The first vehicle to be moved over land by steam power was demonstrated in Paris in 1769 by its inventor Nicholas Cugnot. It was an extraordinary looking object with three wheels and a huge boiler that hung over the solitary front wheel. It was a masterpiece of instability as it proved after a few tottering metres of movement when it tumbled over amidst much hissing of steam and showering of sparks. Monsieur Cugnot was not encouraged to continue with his experiment. James Watt himself contemplated a steam carriage, but his nervousness about the dangers of high-pressure steam prevented him from holding any trials. His bolder employee, William Murdock, was less reluctant and his model bowled che
erily down an English lane in 1784. The only acknowledgement he received was a prompt warning that any more tampering with such devices would see him out of a job. Matters had reached an impasse, but if the road engine was temporarily stymied, steam was beginning to find its place on the infant railway system of Britain.
The tramways serving the canals often included quite steep inclines on which the descent was controlled by a brake-man, in theory at least. The Duke of Rutland visited South Wales in the first decade of the nineteenth century and described the system he found at work on the tramway linking the Brecon and Abergavenny Canal to a local iron works.

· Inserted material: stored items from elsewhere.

PR #984, opened 2024-11-14
add support for .at() in list proxies

### LINKED ISSUE #979: Add Array.at to document array
It would be great to get better parity with ecma script standard on arrays and add `.at` to arrays stored in a document.

Example:
```ts
const repo = new Repo()
const handle = repo.create({ items: ['item1'] })

handle.change(doc => {
  if (typeof doc.items.at(0) !== 'string') throw Error('invalid document')
})
```

mattheson:
closes #979


mattheson:
`yarn run packaging-tests` with clean main fails on webpack_esm_fullfat on my computer. possibly related to https://github.com/webpack/webpack/issues/13559? will investigate more

PR #994, opened 2024-12-19
new cursor API

mattheson:
closes https://github.com/automerge/automerge/issues/881

this pr implements two features:
1. start/end cursors which respectively correspond to `0` and `sequence.length` positions
2. ability to specify how the cursor behaves when its referenced item is removed (`MoveCursor`)


mattheson:
@alexjg there seems to be an issue with the `js_tests` runner for `yarn run packaging-tests`.

`yarn run packaging-tests` works on my pc

rust/automerge/src/automerge.rs
```diff
@@ -1506,18 +1519,95 @@ impl Automerge {
...
+                            Ok(found.index)
+                        } else {
+                            // FIXME: this should probably be an `OpSet` query
+                            // also this implementation is likely very inefficient
+
+                            // current implementation walks upwards through `key` of op pointed to by cursor
+                            // and checks if `key` is visible by using `seek_list_opid()`.
+
+                            let mut key = match found.op.key().elemid() {
+                                None => {
```
alexjg, line 1569: This check and the one a few lines down in the loop really indicate that we are not in a sequence CRDT. I.e. if we are in a sequence and the `elemid` of an op returns `None` then something has gone really wrong somewhere. On that basis I think we should just `expect` here but make sure to include a check at the beginning of this function that the object type we are examining is a sequence (`ObjTyp::is_sequence)`.

mattheson: fixed in 67a0dd7e33db142617b6ba5a5fae74ac872298fb

mattheson:
not sure what the `build_wasm` problem is... ci is being difficult with us

PR #997, opened 2025-01-07
rust: allow specifying text encoding at document creation

alexjg:
Problem: when users perform operations like "insert at index <x> in text <y>" Automerge has to transform the index into a position in the OpSet. Different platforms prefer different encodings for text, so we need to know what encoding to use to translate the index the user has given us into a position in the OpSet. Currently this configuration is selected by compile time feature flags, but in some cases users don't know what encoding the platform they are targeting uses until runtime (this is the case for Rust code which is compiled to WASM, but not always used in a browser).

Solution: Make the text encoding a parameter at document creation.

### DIFF
--- a/rust/automerge/tests/text_encoding.rs
+++ b/rust/automerge/tests/text_encoding.rs
@@ -1,0 +1,636 @@
+use std::borrow::Cow;
+
+// Test that looking up by index works across diferent ways of calculating
+// the index
+//
+// Places in the codebase where we use indexes for manipulating text:
+//
+// # Reading values
+//
+// - ReadDoc::length and ReadDoc::length_at
+// - ReadDoc::marks and ReadDoc::marks_at (via the Mark::start and Mark::end)
+//   fields
+// - ReadDoc::get_cursor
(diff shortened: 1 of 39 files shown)


rust/automerge/tests/text_encoding.rs
```diff
@@ -0,0 +1,625 @@
...
+            grapheme: 6,
+        },
+    }
+    .run();
+}
+
+#[test]
+fn splice_text() {
+    Scenario {
+        text: "hello 🫠 world",
```
miguelangel-dev, line 192: mmm... could you repeat the test using `🧑‍🧑‍🧒‍🧒` instead of that emoji?

**Insertion** is always based on `rust::chars` [**[ref](https://github.com/automerge/automerge/blob/a3185700b3400d9f00060ee1dcaeb8675cbab1db/rust/automerge/src/transaction/inner.rs#L601)**], which splice text based on Unicode scalars. Probably it is not expected, and it seems tests are passing because the picked emoji is 1:1 between Unicode-scalars and grapheme clusters.

PR #998, opened 2025-01-08
ci: fix js tests

mattheson:
<del>bumping puppeteer fixes current ci issues</del>

<del>bumping wrangler because of an odd ci failure. wrangler managed to launch but test hung for 5 minutes:</del>
https://github.com/mattheson/automerge/actions/runs/12664743678/job/35293364913


mattheson:
well... looks like that didn't fix it

PR #1015, opened 2025-04-15
New compressed OpSet

orionz:
This is a rewrite of the Automerge internals to store data internally in columnar compressed format. 

### Hexane 

The first component is Hexane.  This started off as a collection of structs to manage the columnar compressed data in a general purpose way.  I decided to spin it out into its own crate to help keep its API's clean and generic but also in the hopes that it may be useful for others in the future.

The two primary exports of the library are ColumnData and the trait ColumnCursor.   ColumnData stores and owned the compressed data and offers an interface to splice it or read it.

```rust
     let mut column = ColumnData::<UIntCursor>::new();
     column.splice(0,0,[1,2,3,4,5,6]);
     assert_eq!(column.iter_range(3..4).collect::<Vec<_>>(),vec![Some(Cow::Owned(4))]);
     assert_eq!(column.get(3), Some(Some(Cow::Owned(4))));
     let bytes = column.save();
     let other = ColumnData::<UIntCursor>::load(&bytes)l;
```

These are the basics.  There are some more advanced features for doing smart searches I will talk about later. 

The shortcomings of the library are mostly in API design.  I would really like the cursors to specify the exact format of the inputs and outputs.  Currently the API always assumes null's are possible and always assumes owned or borrowed return values are possible.  Thus the return value of get() or iter() is `Option<Cow<'_,Cursor::Item>>`.  Being able to spcify that the return value us just `u32` or `Option<&str>` would be wonderful someday.

Second - write performance could be better.  I always end up copying and replacing the internal slab even when twiddling a single byte in the compressed data would be possible.  But so far none of the benchmarks have pointed to this as a problem so it stays until what time it becomes a problem.

Third - the DeltaCursor code is quity messy.  I think that it could be cleaned up by making a smarter primitive `DeltaInt { abs: i64, delta: i64 }`.  Currently the primitive knows its absolute value or its delta but never both at the same time and it makes for quite a mess.

Lastly - there are some automerge based expectations built into the slab indexes (mainly that every slab keeps a min and max u64 value attached to it) where as a proper version of this library would have a cursor specific set of index data (min and max string?). None of that has been needed by automerge so it has not been built out.

Getting Hexane working and compliant with our columnar format was a lot of hard work and code but it has generally been a very reliable and robust foundation to build on.

### Reconstruct OpSet

todo!()

### Change Batch Loaded 

todo!()

### The new Ref Types 

todo()

### Doc iter()

todo!()


rust/hexane/src/cursor.rs
```diff
@@ -0,0 +1,590 @@
...
+        slab: &'a Slab,
+        encoder: &mut Encoder<'a, Self>,
+        post: Self::PostState<'a>,
+        cursor: Self,
+    ) -> Option<Self>;
+
+    // ENCODER
+    fn finish<'a>(slab: &'a Slab, writer: &mut SlabWriter<'a, Self::Item>, cursor: Self);
+
+    fn copy_between<'a>(
```
alexjg, line 238: I think we should use a struct for the arguments of this function as I think it would be easier to read. I suggest:

```
struct CopyBetweenArgs<'a, C: ColumnCursor> {
    slab: &'a [u8],
    writer: &mut SlabWriter<'a, C::Item>,
    start: C,
    end: C,
    last_run: Run<'a, C::Item>,
}
```

This would make it easier to not confuse the start and end arguments and also make it clearer what `last_run` is for (assuming I've understood it correctly).

rust/hexane/src/slab/writer.rs
```diff
@@ -0,0 +1,531 @@
...
+                }
+            }
+        }
+        debug_assert_eq!(width, buffer.len());
+        result.push(Slab::new(buffer, len, acc, abs));
+        assert_eq!(self.num_slabs, result.len());
+        result
+    }
+
+    pub fn copy(
```
alexjg, line 503: I think we should add a struct for these arguments, otherwise it will be very easy to confuse the `lit` and `size` arguments (I have confused them several times whilst reading this code base).

Something like:

```
struct CopyArgs{
    slab: &'a [u8],
    range: Range<usize>,
    lit_length: usize,
    total_items: usize,
    acc: Acc,
    bool_state: Option<bool>,
  }
  ```
  
  Actuall `bool_state` needs another name, I've already forgotten what it indicates.

alexjg (commented):
Here's an initial round of comments focusing on the slab tree and writer in `hexane`.

alexjg:
Closed in favor of #1023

This rail-road is adapted to the size of the waggons, or carts, which convey the coal to the canal. On each side is an iron groove, which extends the whole length of the road, and on which the wheels (four or six in number) run. They are so contrived as to run downwards the whole way (sometimes for the extent of some miles) from the works; so that when laden, they require no horses to draw them down. Indeed they acquire so great a degree of velocity in their descent, that a man is forced to walk or run behind the cart, with a kind of rudder or pole affixed to the hind-wheel, which he locks up when it proceeds too fast. Should this pole break (which it sometimes does) the waggon flies away, and overturns everything it meets. Of course, any one who is coming up the road, is in imminent danger, unless he can by any means get out of the way; which is very difficult, as the road is narrow, and runs along a precipice. Last year, Mr. Frere, the proprietor of the iron works, was returning from London, and going along the rail-road in a post-chaise, when about a hundred yards from him, he saw one of those waggons coming down upon him with astonishing velocity. He could not possibly get out of the way, and must have been crushed to pieces, if fortunately the waggon had not broken over the iron groove, which had hitherto kept it in the track, and run forcibly up an ash-tree by the side of the road, in the branches of which it literally stuck, and thus saved him from immediate destruction.